Lumma Infostealer injected into the Riding.pif process

[Figure 3-18] Lumma Infostealer injected into the Riding.pif process

 

Next, Lumma Infostealer decrypts encrypted C2 domains and communicates with the C2 servers. The C2 information observed during analysis is as follows.

 

C2 도메인 IP
rhussois[.]su 64.31.56[.]58
diadtuky[.]su 109.104.153[.]203
todoexy[.]su 64.227.2[.]250

[Table 3-1] C2 information

 

Finally, Lumma Infostealer collects and transmits information such as credentials stored in web browsers, Telegram data, and cryptocurrency wallet data to the C2. The primary data types Lumma Infostealer targets are:

  • Account information stored in web browsers such as Chrome and Edge
  • Email data (Outlook, etc)
  • Telegram data
  • Cryptocurrency-related data
  • Remote access program data, etc.

 

 Information exfiltration activity detected by Genian EDR

[Figure 3-19] Information exfiltration activity detected by Genian EDR

 

Therefore, avoid storing account credentials in web browsers, apply multi-factor authentication (MFA) to all accounts, and deploy security monitoring for anomaly detection.

 

 

4. Conclusion

Genian EDR visualizes the malware execution flow through an attack storyline, helping security personnel quickly identify threats and respond immediately.

 

Genian EDR attack storyline

[Figure 4-1] Genian EDR attack storyline


This variant of Lumma Infostealer is designed to surreptitiously execute an AutoIt script embedded within an NSIS package.
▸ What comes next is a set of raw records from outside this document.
PR #3748, opened 2019-10-18
Fixes failing CBOE History request by removing duplicate property

### LINKED ISSUE #3745: PandasData Throws Duplicate Keys Exception with CBOE Class
#### Expected Behavior
No duplicate keys exception in `PandasData` for QC Custom data classes.

#### Actual Behavior
`PandasData` throws duplicate keys exception with `CBOE` class.

#### Potential Solution
Removed [CBOE.cs#L27:L30](https://github.com/QuantConnect/Lean/blob/master/Common/Data/Custom/CBOE/CBOE.cs#L27:L30)

#### Note
Removing those lines solved this issue, but `PandasData.ToPandasDataFrame` thowns another exception:
```Python.Runtime.PythonException: 'ValueError : cannot handle a non-unique multi-index!'```

#### Reproducing the Problem
Add this statement to `CachedAlternativeDataAlgorithm.py`
```python
df = self.History([self.cboeVix], 50, Resolution.Daily)
```
#### Checklist

AlexCatarino:
#### Description
When custom data classes inherited from market data classes such as `TradeBar`, it created duplicate entries. Therefore, we need to exclude the common properties in the private field `PandasData._members`.

#### Related Issue
Closes #3745 

#### Motivation and Context
Bug fix.

Unit tests and running `CachedAlternativeDataAlgorithm.py` with
```python
df = self.History([self.cboeVix], 50, Resolution.Daily)
```
#### Types of changes

#### Checklist:

### DIFF
--- a/Common/Python/PandasData.cs
+++ b/Common/Python/PandasData.cs
@@ -245,8 +245,9 @@ class Remapper(wrapt.ObjectProxy):
                 }
             }
 
-            var type = data.GetType() as Type;
-            _isCustomData = type.Namespace != "QuantConnect.Data.Market";
+            var type = data.GetType();
+            var dataMarketNamespace = typeof(Bar).Namespace;
+            _isCustomData = type.Namespace != dataMarketNamespace;
             _members = Enumerable.Empty<MemberInfo>();
             _symbol = (data as IBaseData)?.Symbol;
 
@@ -276,7 +277,14 @@ class Remapper(wrapt.ObjectProxy):
                         throw new ArgumentException($"PandasData.ctor(): More than one \'{duplicateKey}\' member was found in \'{type.FullName}\' class.");
                     }
 
-                    keys = members.Select(x => x.Name.ToLowerInvariant()).Except(_baseDataProperties).Concat(new[] { "value" });
+                    // If the custom data derives from a Market Data (e.g. Tick, TradeBar, QuoteBar), exclude its keys
+                    var baseType = type.BaseType;
+                    var inheritedProperties = baseType != null && baseType.Namespace == dataMarketNamespace
+                        ? baseType.GetProperties().ToHashSet(x => x.Name.ToLowerInvariant())
+                        : _baseDataProperties;
+
+                    keys = members.Select(x => x.Name.ToLowerInvariant()).Except(inheritedProperties).Concat(new[] {"value"});
+
                     _members = members.Where(x => keys.Contains(x.Name.ToLowerInvariant()));
                 }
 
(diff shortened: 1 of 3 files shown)


Common/Python/PandasData.cs
```diff
@@ -276,7 +277,14 @@ class Remapper(wrapt.ObjectProxy):
...
                     }
 
-                    keys = members.Select(x => x.Name.ToLowerInvariant()).Except(_baseDataProperties).Concat(new[] { "value" });
+                    // If the custom data derives from a Market Data (e.g. Tick, TradeBar, QuoteBar), exclude its keys
+                    var baseType = type.BaseType;
+                    var inheritedProperties = baseType != null && baseType.Namespace == dataMarketNamespace
+                        ? baseType.GetProperties().ToHashSet(x => x.Name.ToLowerInvariant())
+                        : _baseDataProperties;
+
+                    keys = members.Select(x => x.Name.ToLowerInvariant()).Except(inheritedProperties).Concat(new[] {"value"});
```
Martin-Molinero: `members` is being re enumerated multiple times we probably want to convert it to a list?

If the issue is duplicated `keys` why not make it a set directly? 🤔 After a quick test I think its `columns` that ends up holding duplicates in `master` and causes the exception?

AlexCatarino: What caused the exception was the fact that `_members` had `TradeBar` members. In this block [PandasData.cs#L296:L302](https://github.com/QuantConnect/Lean/blob/master/Common/Python/PandasData.cs#L296:L302), we were updating "open", "high", "low", "close" and "volume". After that, in [PandasData.cs#L319](https://github.com/QuantConnect/Lean/blob/master/Common/Python/PandasData.cs#L319), `tradeBar` would not be `null` since CBOE inherits from `TradeBar` and we would update "open", "high", "low", "close" and "volume" again.
So the idea is to remove the `TradeBar` properties from `_members`.

Martin-Molinero: Thanks for the explanation. The current solution wouldn't cover another level on inheritance, for example, a custom type inheriting from CBOE (it's a good unit test to add) since we are relying on the base type and its namespace.
Since this is just for `QuoteBar/TradeBar/Tick` https://github.com/QuantConnect/Lean/blob/master/Common/Python/PandasData.cs#L319 maybe the solution could be aware of it too - Simple one could be casting to `QuoteBar/TradeBar/Tick` (as done later) and checking if not null and removing those members 🤔 

While reviewing I realized that we are enumerating all the data, not sure the reason https://github.com/QuantConnect/Lean/pull/3748/files#diff-92c2966a841a7cd2c63b5a1ae6c9bffaR239-R246

PR #3750, opened 2019-10-19
Feature fred custom data

Jay-Jay-D:
#### Description

This PR implements a consumer for the [Federal Reserve Economic Data](https://fred.stlouisfed.org/) (FRED). For this PR approximately 500 new daily data series were added. 

#### Related Issue

N/A

#### Motivation and Context

Because more data is better.

Add new series to the documentation.

The helper classes implemented contains a decent amount of information for all series and their sources.

Added new test

#### Types of changes

#### Checklist:


Common/Data/Custom/Fred/Fred.cs
```diff
@@ -0,0 +1,115 @@
...
+        /// <returns>New instance of USEnergy</returns>
+        public override BaseData Reader(SubscriptionDataConfig config, string line, DateTime date, bool isLiveMode)
+        {
+            var csv = line.Split(',');
+
+            return new Fred
+            {
+                Symbol = config.Symbol,
+                Value = Parse.Decimal(csv[1]),
+                Time = Parse.DateTimeExact(csv[0], "yyyyMMdd")
```
gsalaz98: We need to be careful here with the `Time` property since the time that is reported may be during the day, and not at `Time` @ 00:00:00. Perhaps it releases at `Time` @ 17:00:00? 

Either way, depending on the time they report the data, we might have to add a delay of a whole day to the time if we can't pin down the time the data is released.

Common/Data/Custom/Fred/FredApi.cs
```diff
@@ -0,0 +1,149 @@
...
+        /// <param name="isLiveMode">if set to <c>true</c> [is live mode].</param>
+        /// <returns></returns>
+        public override BaseData Reader(SubscriptionDataConfig config, string content, DateTime date, bool isLiveMode)
+        {
+            var series = JsonConvert.DeserializeObject<FredApi>(content).Observations;
+            var objectList = new List<FredApi>();
+            foreach (var observation in series)
+            {
+                decimal value;
+                if (decimal.TryParse(observation.Value, NumberStyles.Any, CultureInfo.InvariantCulture, out value))
```
gsalaz98: I'm unsure if it was available when you first started working on this, but I've added support for `Parse.TryParse(decimal, NumberStyles, out decimal value)` in the `Parse` class 😄

Common/Data/Custom/Fred/FredApi.cs
```diff
@@ -0,0 +1,149 @@
...
+                {
+                    objectList.Add(new FredApi
+                    {
+                        Symbol = config.Symbol,
+                        Time = observation.Date - TimeSpan.FromDays(1),
```
gsalaz98: Hmmm, maybe it's forward adjusted so that no lookahead bias is introduced (same as comment above regarding the `Time` property) 🤔

Common/Data/Custom/Fred/Wilshire.cs
```diff
@@ -0,0 +1,351 @@
...
+        public static class Wilshire
+        {
+            ///<summary>
+            /// Wilshire US Small-Cap Value Price Index (in Index)
+            /// Retrieved from FRED, Federal Reserve Bank of St. Louis; https://fred.stlouisfed.org/series/WILLSMLCAPVALPR
+            /// </summary>
+            /// <remarks>
+            /// The price indexes are price returns, which do not reinvest dividends. Copyright, 2016, Wilshire Associates Incorporated. Reprinted with permission. More information about the various indexes from Wilshire Associates can be found at http://www.wilshire.com/Indexes/.
+            /// </remarks>
+            public static string WilshireUSSmallCapValuePrice => "WILLSMLCAPVALPR";
```
gsalaz98: Redundant `Wilshire` in all variable names even though the class is named `Wilshire`. We'd be accessing it via `FredSeries.Wilshire.Wilshire...`

Common/Data/Custom/Fred/CBOE.cs
```diff
@@ -0,0 +1,213 @@
...
+
+namespace QuantConnect.Data.Custom.Fred
+{
+    public static partial class FredSeries
+    {
+        public static class CBOE
+        {
+            ///<summary>
+            /// CBOE Equity VIX on Google (in Index)
+            /// Retrieved from FRED, Federal Reserve Bank of St. Louis; https://fred.stlouisfed.org/series/VXGOGCLS
```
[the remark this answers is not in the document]
Jay-Jay-D: FRED actively asks for citations of all data they distribute.

Also, those pages have extra information that can be useful for our users, e.g. tags and related series.

Common/Data/Custom/Fred/Fred.cs
Jay-Jay-D: There are no specifications about the time of the day each series is reported.

Common/Data/Custom/Fred/FredApi.cs
gsalaz98: As per discussion in Slack (posting here to explain my comment since it's a little ambiguous right now):

So, because `new DateTime(yyyy, MM, dd)` sets the time to midnight by default if no Time component is passed, consider the following:

* Data from FRED, let's say VIX, is reported as `2019-09-29`, but what it actually refers to is `2019-09-29 17:00:00` (but they leave the time component out because it's daily data)

* We parse the date as `2019-09-29` because we have no time component (`new DateTime(2019, 9, 29);`)

* The `BaseData` instance will now have `2019-09-29 00:00:00` when the data was actually reported at `2019-09-29 17:00:00`

* The data point will be emitted at `2019-09-29 00:00:00` in backtests, basically getting us the value from the end of the day before it was even generated.
What I meant in that comment was that maybe they forward-adjust their times (think `Math.Ceil` but for time) so that if we parse it as `2019-09-30`, it will be for `2019-09-30 00:00:00` although the data point might actually be at `2019-09-29 17:00:00`

jaredbroad: The LEAN solution to this is to set a period for the data point and leave the Time property as the start time of the bar; the EndTime is automatically set to Time+Period.

Common/Data/Custom/Fred/CBOE.cs
```diff
@@ -0,0 +1,213 @@
...
+            /// CBOE Equity VIX on Amazon (in Index)
+            /// Retrieved from FRED, Federal Reserve Bank of St. Louis; https://fred.stlouisfed.org/series/VXAZNCLS
+            /// </summary>
+            /// <remarks>
+            /// Copyright, 2016, Chicago Board Options Exchange, Inc. Reprinted with permission.
+            /// </remarks>
+            public static string VIXOnAmazon => "VXAZNCLS";
+
+            ///<summary>
+            /// CBOE S&P 100 Volatility Index: VXO (in Index)
```
jaredbroad: Please check the comments for `&` and replace with the HTML entities version; 
https://stackoverflow.com/questions/19794929/vs2010-comments-with-an-ampersand-get-marked-as-warnings

Engine/DataFeeds/SubscriptionDataReader.cs
```diff
@@ -208,6 +209,16 @@ public void Initialize()
                 }
             }
 
+            // If Fred data, set the access token in data factory
+            var fred = _dataFactory as FredApi;
```
jaredbroad: One day we'll add an interface for this and the world will breathe a sigh of relief from setting all the auth codes generically. 🦄 🌈 🌞

Common/Data/Custom/Fred/CBOE.cs
```diff
@@ -0,0 +1,213 @@
...
+ * distributed under the License is distributed on an "AS IS" BASIS,
+ * WITHOUT WARRANTIES OR CONDITIONS OF ANY KIND, either express or implied.
+ * See the License for the specific language governing permissions and
+ * limitations under the License.
+ *
+*/
+
+namespace QuantConnect.Data.Custom.Fred
+{
+    public static partial class FredSeries
```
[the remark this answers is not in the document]
Jay-Jay-D: In this case, we have ~500 series divides into 8 categories, and many more can be added.

I consider it makes sense to have a separated helper class. On the other hand, maybe the helper class' name can be improved.

Common/Data/Custom/Fred/FredApi.cs
Jay-Jay-D: Great insight @gsalaz98!

Common/Data/Custom/Fred/Wilshire.cs
Jay-Jay-D: I left `Wilshire` in this case because many of the properties start with a number, e.g.  `Willshire2500GrowthPrice` even when it is redundant, I consider it is better than `Willshire.TwoThousandFiveHundredGrowthPrice`.

Common/Data/Custom/Fred/Fred.cs
```diff
@@ -0,0 +1,115 @@
...
+        /// Clones the data
+        /// </summary>
+        /// <returns>A clone of the object</returns>
+        public override BaseData Clone()
+        {
+            return new Fred()
+            {
+                Symbol = Symbol,
+                Value = Value,
+                Time = Time
```
jaredbroad: +Period setting,

Common/Data/Custom/Fred/Fred.cs
jaredbroad: for daily:
EndTime=Time.Add(TimeSpan.FromDays(1));

Common/Data/Custom/Fred/ICEBofAML.cs
```diff
@@ -0,0 +1,2191 @@
...
+            /// The index data referenced herein is the property of ICE Data Indices, LLC, its affiliates, ("ICE") and/or its Third Party Suppliers and has been licensed for use by the Federal Reserve Bank of St. Louis. ICE, its affiliates and Third Party Suppliers accept no liability in connection with its use.
+            /// Copyright, 2017, ICE Benchmark Administration. Reprinted with permission.
+            /// </remarks>
+            public static string AsiaEmergingMarketsCorporatePlusSubIndexTotalReturnIndexValue => "BAMLEMRACRPIASIATRIV";
+
+            ///<summary>
+            /// ICE BofAML Asia US Emerging Markets Liquid Corporate Plus Sub-Index Total Return Index Value (in Index)
+            /// Retrieved from FRED, Federal Reserve Bank of St. Louis; https://fred.stlouisfed.org/series/BAMLEMALLCRPIASIAUSTRIV
```
jaredbroad: Please move references to first line of remarks

PR #3751, opened 2019-10-19
Added SimpleInsightPortfolioConstructionModel to the Framework.

wardjm:
#### Description

This commit aims to add a portfolio model that can be used for the competition. The model works as follows:
For insights of direction InsightDirection.Up, long targets are returned and
    for insights of direction InsightDirection.Down, short targets are returned.
    No rebalancing shall be done, as a new insight or the age of the insight shall determine whether to exit
    the positions.
    Rules:
        1. On Up insight, increase position size by percent
        2. On Down insight, decrease position size by percent
        3. On Flat insight, move by percent towards 0
        4. On expired insight, perform a Flat insight'''

#### Motivation and Context

There currently is no portfolio model that can be used to test alphas directly related to insight production. They all involve rebalancing or equal weighting. This portfolio will initiate a new trade with every new insight. So 20 Up insights will generate 20 longs. They will be sold when the insight expires. They will be sold when a Flat insight is generated for the symbol. This is the most simple and direct approach for testing alphas. Of course a real portfolio would be more sophisticated and smarter about risk management.

Only user guides that have yet to be written.

This code is self-contained and must be imported to be used. The model was test on various time frames and universes directly on quantconnect.

#### Types of changes

#### Checklist:

- [X ] My code follows the code style of this project.
- [X ] I have read the **CONTRIBUTING** [document](https://github.com/QuantConnect/Lean/blob/master/CONTRIBUTING.md).
I do not see tests for other portfolio models.
- [X ] All new and existing tests passed.
- [X ] My branch follows the naming convention `bug-<issue#>-<description>` or `feature-<issue#>-<description>`


jaredbroad:
Interesting idea thanks for the PR @wardjm; the core of your issue with EWPCM we're working on addressing in other issues (PR #3762, PR #3758, Issue #3763), but this is a new concept. Rather than "Simple" let's call it "Incremental" or "Accumulative" to be more specific. We'll take this root PR and extend it to add the C# implementation. I'll leave it open until we have the bandwidth to do that build-out.

wardjm:
Thanks! I saw those PRs go through. I think those will be really beneficial though a slightly different style than I'm proposing with this. I noticed after some poking around and viewing those other PRs that the tests were done in C#. I know nothing about C# but could try to work on something myself (although I'm pretty swamped at the moment myself). I'm starting to get more familiar with the whole layout of LEAN, and I don't want to put more work on you guys for something I'm interested in seeing done.

I was thinking of Simple because of the two follow-on classes that can inherit from this one, but Accumulative is more descriptive. To document here, the follow-on that I had in mind when writing this...
1. Something like WeightedAccumulativeInsightPortfolioConstructionModel, which could use the magnitude and confidence to take positions off after a profit target is reached.
2. Something like LongOnlyWeightedAccumulativeInsightPortfolioConstructionModel which could inherit from Weighted... but allow Down insights that truncate at flat positions, so you never take a short. I definitely don't see this getting done before the competition ends though, so I'm not sure there's as much of a use for it in general. Maybe people are interested still.

wardjm:
Hey, just commenting on progress. I've added some tests, and realized there were some extra files that needed to be updated and such. I'll give the C# a shot since I can use the tests to verify. I should be able to issue a new more complete pull request soon.

wardjm:
Sorry I think I messed up the PR. I'm going to submit a new one that is clean and reference this one.

jaredbroad:
Nice work @wardjm! Superceeded by #3863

The package contains the malware in split fragments, making the threat elements difficult to identify.

To detect such threats, it is necessary to investigate file and process events occurring on the endpoint and analyze the resulting execution flow.

EDR products can detect not only known threats but also attack techniques designed to evade signature-based solutions.

 

 

5. IoC (Indicator of Compromise)

  • MD5

E6252824BE8FF46E9A56993EEECE0DE6

E1726693C85E59F14548658A0D82C7E8

19259D9575D229B0412077753C6EF9E7

2832B640E80731D229C8068A2F0BCC39

95C3FCDDDA57DE75975733B5512E53FB

E489D88D670EB56D42FEAA4C9C74C4FE

5FE10C629656EEBE75062D6E9000B352

 

  • Domain

diadtuky[.]su

rhussois[.]su

todoexy[.]su

 

  • IP

58.56.31[.]64

64.31.56[.]58

64.227.2[.]250

109.104.153[.]203

 

 

[1] AutoIt is a scripting language used on the Windows operating system, employed to automate tasks such as keyboard input.
[2] Shellcode is machine code executed in memory that is used to perform specific system-level commands.
[3] Process hollowing is a technique that hollows out a legitimate process and runs malicious code inside it.

[4] CAB files are compressed archives used for Windows updates or driver installation, and can be extracted with Windows’ built-in tools such as extrac32.exe and expand.exe.